Per quanto possano stare sulle OO Menez e Balotelli, ora come ora pensando a un ipotetico 4-4-2 sono due giocatori che, rosa alla mano, in questa squadra servirebbero. Menez in quanto da ala dx sarebbe forse la miglior scelta a nostra disposizione, e Balotelli perchè si vede sempre di più come LA (e peggio ancora Bacca) non possa fare la seconda punta. Per quanto nemmeno Balotelli lo sia, è sicuramente più adattabile al ruolo rispetto ai due sudamericani.
Stessa storia per Mexes: in estate sparavo partisse per dar spazio a un altro centrale, ma visto che non si è preso nessuno, tra i tanti in rosa è il meno peggio da affiancare a Romagnoli.

Diego Lopez
Calabria Mexes Romagnoli Antonelli
Menez De Jong Montolivo Bonaventura
Bacca Balotelli​
Tolti i limiti di Galliani nella costruzione della squadra, resta il problema di far capire al nano che per quanto possa ostinarsi, di calcio non capisce un ***** e che se ci sono allenatori in panchina sono loro che lavorando con la squadra devono metterla in campo, non lui perchè "Tizio ha i capelli ordinati" o "Caio ha un nome importante".


----------



## davoreb (6 Ottobre 2015)

Spammilanista ha scritto:


> Diego Lopez
> Calabria Mexes Romagnoli Antonelli
> Menez De Jong Montolivo Bonaventura
> Bacca Balotelli​



Secondo me con questa formazione Bacca non vede un pallone giocando vicino a due super anarchici come Balotelli e Menez.

Il 442 probabilmente ad oggi è il miglior modulo ma davanti giochere con Bacca e Luiz Adriano, ed a destra proverei Kucka o Bonaventura con Suso a sinistra se li vuoi a piede invertito.

Dietro proverei con la coppia Ely-Romagnoli, per quello che ho visto.


----------



## Superpippo9 (6 Ottobre 2015)

davoreb ha scritto:


> Secondo me con questa formazione Bacca non vede un pallone giocando vicino a due super anarchici come Balotelli e Menez.
> 
> Il 442 probabilmente ad oggi è il miglior modulo ma davanti giochere con Bacca e Luiz Adriano, ed a destra proverei Kucka o Bonaventura con Suso a sinistra se li vuoi a piede invertito.
> 
> Dietro proverei con la coppia Ely-Romagnoli, per quello che ho visto.

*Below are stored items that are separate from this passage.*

PR #1219, opened 2015-03-05
Rename attributes in mistral task entry

m4dcoder:
Mistral renamed wf_name to workflow_name and execution_id to workflow_execution_id in the task object.

### DIFF
--- a/st2actions/st2actions/query/mistral/v2.py
+++ b/st2actions/st2actions/query/mistral/v2.py
@@ -129,8 +129,8 @@ class MistralResultsQuerier(Querier):
 
         result['id'] = task['id']
         result['name'] = task['name']
-        result['execution_id'] = task.get('execution_id', None)
-        result['workflow'] = task['wf_name']
+        result['workflow_execution_id'] = task.get('workflow_execution_id', None)
+        result['workflow_name'] = task['workflow_name']
         result['created_at'] = task.get('created_at', None)
         result['updated_at'] = task.get('updated_at', None)
         result['state'] = task.get('state', None)


st2actions/st2actions/query/mistral/v2.py
```diff
@@ -129,8 +129,8 @@ def _format_task_result(self, task):
 
         result['id'] = task['id']
         result['name'] = task['name']
-        result['execution_id'] = task.get('execution_id', None)
-        result['workflow'] = task['wf_name']
+        result['workflow_execution_id'] = task.get('workflow_execution_id', None)
```
Kami: For backward compatibility / consistency reasons, we could leave the attributes on our side named the same, right?

Kami: To be honest though, I like the new attribute names more since they are more explicit - so this time, we should probably change the names on our side as well (but in the future, if needed, we should consider the other option) :)

m4dcoder: LOL.  Yeah.  I was back and forth with this too.

m4dcoder: @Kami FYI, I'm going to have to push this to 0.8.1 as well.  There's a bug fix we need in mistral.  But this backward compatibility change superseded the bug fix in mistral.

Kami: @m4dcoder Sounds good - it sounds like we will also need to update v0.8.0 mistral branch, right (if this hasn't been done yet)?

PR #1221, opened 2015-03-05
Fix http runner json body parsing bug

Kami:
We didn't parse the body if the JSON content-type header also contained a charset.


Kami:
Closing this one - wanted to open it against 0.8.1 and not master. See https://github.com/StackStorm/st2/pull/1222

PR #1226, opened 2015-03-05
Fix mistral task wf exec

m4dcoder:


manasdk:
LGTM. Not a fan of the mistral branch selection stuff but I guess it is necessary.

m4dcoder:
Yep.  When@lakshmi-kannan revisit the mistral packaging story, hopefully this will be cleaned up as well.

Kami:
LGTM

PR #1739, opened 2015-07-21
Ability to run multiple of the same sensor type with different config.

manasdk:
* SensorInstance is a parameterized and deployment specific instantiation
  of a SensorType
* SensorExecution indicates the execution of a SensorInstane on a specific
  Sensor node. There a 1:N relation between SensorInstance:SensorExecution
  depending on the sensor partition plan.

Steps:
- [x] DB and API models for SensorInstance and SensorExecution
- [x] API to retrieve SensorInstance and SensorExecution objects.
- [x] SensorInstancesRegistrar to load from sensorinstances from pack
- [ ] Auto creation of SensorInstance in case of parameter-less SensorType
- [ ] Use SensorInstance rather than SensorType in SensorContainer
- [ ] Ability to start SensorInstance on specific node from CLI


Kami:
I some how totally missed this PR :)

armab:
Does this PR means that future Sensors will be more atomic/separated?

Let's say: It's better (?) to have 3 independent sensor processes with unique configs (including auth credentials), instead of specifying all details in one config of single Sensor process.

For example GitHub sensor: https://github.com/StackStorm/st2contrib/blob/ff33de98b2928ec1927feb9d3d6bb794f5a7cf3d/packs/github/config.yaml#L7 which listens to events for many repositories.

Just writing Trello sensor which listens for new events in different boards/lists (same approach as GitHub sensor).
Also asking, because this PR is not updated for a long time, to know the plans and have better understanding, what's future idea about the Sensors?

manasdk:
> Let's say: It's better (?) to have 3 independent sensor processes with unique configs (including auth credentials), instead of specifying all details in one config of single Sensor process.

I would think so. However, this is a choice we would present to the Sensor author after the PR is merged.

> Also asking, because this PR is not updated for a long time, to know the plans and have better understanding, what's the future idea about the Sensors?

Yes this PR got pushed back due to shifting priorities. I would like to restart this work after 1.0 and should take me a week or so to complete. This is definitely the future direction of sensors.

armab:
Thanks @manasdk for info!
I'm :+1: for this approach after implementing Sensor with many independent "targets" to process.

bri365:
We're implementing sensors with multiple independent target configurations as well; +1 for SensorInstance.

haad:
Would be nice to get this one merged if it's finished if not I would like to get it in to mergable state does anyone knows what's missing ?

manasdk:
> Would be nice to get this one merged if it's finished if not I would like to get it in to mergable state does anyone knows what's missing ?

I would have to dig in to this and refresh my memory to get this work going again. Perhaps I can in a comment post about the design and also talk about missing pieces so that some progress can be made. I suspect I will be able to get time mid next week to think about this with a clear mind.

lakshmi-kannan:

A destra si mette Kucka, a sx bonaventura in mezzo de jong e bertolacci... Montolivo al massimo a quei ritmi può giocare con me a calcetto il giovedì! !! Davanti bacca e Adriano e dietro Calabria e Antonelli sugli esterni romagnoli e uno a scelta dal mazzo centrali!


----------



## MarcoG (6 Ottobre 2015)

Con questo modulo si può vincere tutto... così come col 442, 433 o qualsiasi altro modulo. Il problema restano gli interpreti.

Questo milan non ha ali e terzini. Il 442 non gli si addice. Non ha un trequartista. Il 4312 non gli si addice. Non ha neanche una seconda punta. Forse addirittura i due attaccanti non gli si addicono.

Cosa abbiamo? Gente che al più corre ma non sa tenere e/o passare la palla (menez, honda, bonaventura, cerci, bertolacci). Non abbiamo un vero regista. Abbiamo un incontrista (de jong) e un montolivo ibrido (ma lento). 
Difficile davvero mettere in campo questa squadra, anche su un simulatore al pc...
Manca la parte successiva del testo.